Physical Metallurgy of Automotive High-Strength Steels

Abstract

This paper briefly reviews the various available types of high-strength steels — conventional, recovery-annealed, and dual-phase steels. A judgmental analysis of a large number of stamped automotive components shows that dual-phase steels, with their superior strength at a given elongation (formability), offer the best potential for weight savings. The rest of the paper concerns the physical metallurgy and mechanical response of dual-phase steels. It is shown that strength is a function of the percent martensite in the structure, although the strength is less than predicted by a simple rule of mixtures. The enhanced ductility of dual-phase steels is shown to be a consequence of the high s train-hardening rate observed in these steels, the reason for which is not well understood but probably reflects the properties of the ferrite matrix. The strain-rate sensitivity of dual-phase steels is found to be higher than that of conventional high-strength steels of comparable tensile strengths.

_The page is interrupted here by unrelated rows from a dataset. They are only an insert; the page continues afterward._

Issue #1181, opened 2019-06-05
Contract pre-compilation during startup causes denial of service


netoneko:
**Describe the bug**

When the gamma-server or orbs node goes up, it compiles a certain contract to make subsequent contract compilation faster by building up go cache.

During large scale deployments, the machine can simply run out of memory if enough containers start simultaneous compilation. I've seen memory go up to 4.5Gb for just 15 gamma containers and then go down to 700Mb when the compilation was finished.

**Steps To Reproduce**

Run a bunch of gamma containers at the same time.

**Expected behavior**

15 gamma containers go up and there is no CPU and memory penalty for running them together.

netoneko:
I think that we could build up the cache during docker build phase by exposing a certain method in `orbs-node` and `gamma-server` CLI that allows cache warm up.

It **is** weird, but I believe it is our best shot right now.

electricmonk:
I think it might be worth a shot - as long as it's an _optimization_ and Gamma is still usable outside of Docker as well.

netoneko:
Fixed in 7c1cca267b6ddaee9ca0b9a448f76e2960364f4e

PR #1414, opened 2019-10-31
Retry on warmup compilation failures and panic if eventually unsuccesful 

itamararjuan:
Title pretty much sums it up.  This is so we can avoid Lean Helix timing problems
when warm up compilation fails on some nodes on Docker E2Es


electricmonk:
Please investigate why the E2E fails in this PR

netoneko:
Found the original bug report: #1181

PR #1415, opened 2019-11-01
retry allocating a free port for e2e gossip until getting a free port

electricmonk:


electricmonk:
merging without review in an attempt to reduce flakiness of in-process e2e

PR #2256, opened 2022-08-18
Rollback a transaction after failed add reading call

jagDhillon077:


Cali0707 (changes requested):
@jagDhillon077 can you also rollback the transaction for the delete sensor route while you're at it?

Cali0707 (approved):
Looks great!

fsayyid (approved):

PR #2257, opened 2022-08-19
Lf 2681 language support for sensor csv format back end

fsayyid:
Ticket: [LF-2681](https://lite-farm.atlassian.net/browse/LF-2681)

**Note:** the files with actual changes are `sensorController.js`, `sensorCSV.js`, and `csv.js`

To test: 
- Upload sensors in different languages (based on users current language preference) using a tool like Insomnia or Postman
- Try using a csv with reading types that would fail


Cali0707 (changes requested):
@fsayyid it seems that when I upload a sensor with an english reading_type when it is in spanish, the sensor still passes validation.

packages/api/src/util/sensorCSV.js
```diff
@@ -0,0 +1,278 @@
...
+  SENSOR_DEPTH: 'FARM_MAP.BULK_UPLOAD_SENSORS.VALIDATION.SENSOR_DEPTH',
+  SENSOR_BRAND: 'FARM_MAP.BULK_UPLOAD_SENSORS.VALIDATION.SENSOR_BRAND',
+  SENSOR_MODEL: 'FARM_MAP.BULK_UPLOAD_SENSORS.VALIDATION.SENSOR_MODEL',
+  SENSOR_HARDWARE_VERSION: 'FARM_MAP.BULK_UPLOAD_SENSORS.VALIDATION.SENSOR_HARDWARE_VERSION',
+  SENSOR_ALREADY_OCCUPIED: 'FARM_MAP.BULK_UPLOAD_SENSORS.SENSOR_CLAIM_ERROR.ALREADY_OCCUPIED',
+  SENSOR_DOES_NOT_EXIST: 'FARM_MAP.BULK_UPLOAD_SENSORS.SENSOR_CLAIM_ERROR.DOES_NOT_EXIST',
+  INTERNAL_ERROR: 'FARM_MAP.BULK_UPLOAD_SENSORS.SENSOR_CLAIM_ERROR.INTERNAL_ERROR',
+};
+
+const sensorCsvValidators = [
```
Cali0707, line 34: I still think that this should probably be passed into the function which parses the csv, instead of being the always called. There may be a scenario where LiteFarm uses a csv upload for something else now that it is already being done in one place, so I think there is a lot of value to making this function more reusable.

Cali0707: Maybe if we have a parseCsv function, and then a parseSensorCsv function which acts as a wrapper to the original function and uses this set of validators.

fsayyid: Sure

Cali0707 (approved):
Looks good to me!

Cali0707:
@fsayyid if this is merged before #2263 can you give me a heads up? This will be a breaking change for that PR

jagDhillon077 (approved):

PR #2258, opened 2022-08-19
Added notification resource refresh with docs

Cali0707:
This PR makes it so that the resources associated with a notification get refreshed when the user goes to the notifications page. To test:
1. Create at least one task on your farm
2. Do an action that would generate a task notification (e.g. assign the task to yourself)
3. Open the network tab in devtools and navigate to the notifications page
4. There should be a request made once you are on the notifications page to get all the tasks for the farm


fsayyid (approved):
This looks good, it's working on my end.

PR #2259, opened 2022-08-19
LF-2562: weather board multi language date support

fsayyid:
Ticket: [LF-2562](https://lite-farm.atlassian.net/browse/LF-2562)

To test: 
- Go to the home page with the weather board
- Switch languages
- Go back to the home page and see that the date is in that language


seinnlee (approved):
It looks good to me! @Cali0707 should review this PR since you can verify at least if the French date is correctly displayed.

Cali0707 (changes requested):
This works great! Could you just remove all the imports from `moment` and `moment/locale/xx` as they don't seem to be necessary anymore?

Cali0707 (approved):
LGTM

PR #2260, opened 2022-08-19
LF-2642 crop plan based pop up for adding a location

seinnlee:
Ticket [LF-2642](https://lite-farm.atlassian.net/browse/LF-2642)

To Test:
1. Create a new farm without adding any locations on the map.
2. Create a new crop plan.
3. When entering select location page, there should be a popup.
4. Clicking "go back" will return the user to crop plan creation flow.
5. Clicking "create location" will redirect the user to the farm map with "+" tab expanded.

### DIFF
--- a/packages/webapp/public/locales/en/translation.json
+++ b/packages/webapp/public/locales/en/translation.json
@@ -1105,6 +1105,11 @@
     "WHERE_TRANSPLANT_LOCATION": "Where will you transplant to?",
     "WILD_CROP": "Are you harvesting a wild crop?"
   },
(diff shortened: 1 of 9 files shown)


fsayyid (changes requested):
After I create a location, the map drawer is still showing. I believe we should see the map after creating a location.

seinnlee:
@fsayyid I fixed the issue you described!

fsayyid (approved):
This is looks good 👍

Cali0707 (approved):
Looks good to me, everything seems to be working as expected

Fatigue studies of dual-phase steels show them to be comparable to conventional high-strength steels in the notched condition; energy absorption during the axial collapse of tubes is shown to be solely a function of tensile strength. Also included are data on the temperature dependence of tensile strength in both the notched and unnotched conditions; high-strength dual-phase steels exhibit notch sensitivity even at room temperature. A study of formability (springback) shows that high-strength dual-phase steel is slightly worse than SAE 950X but much better than SAE 980X steel.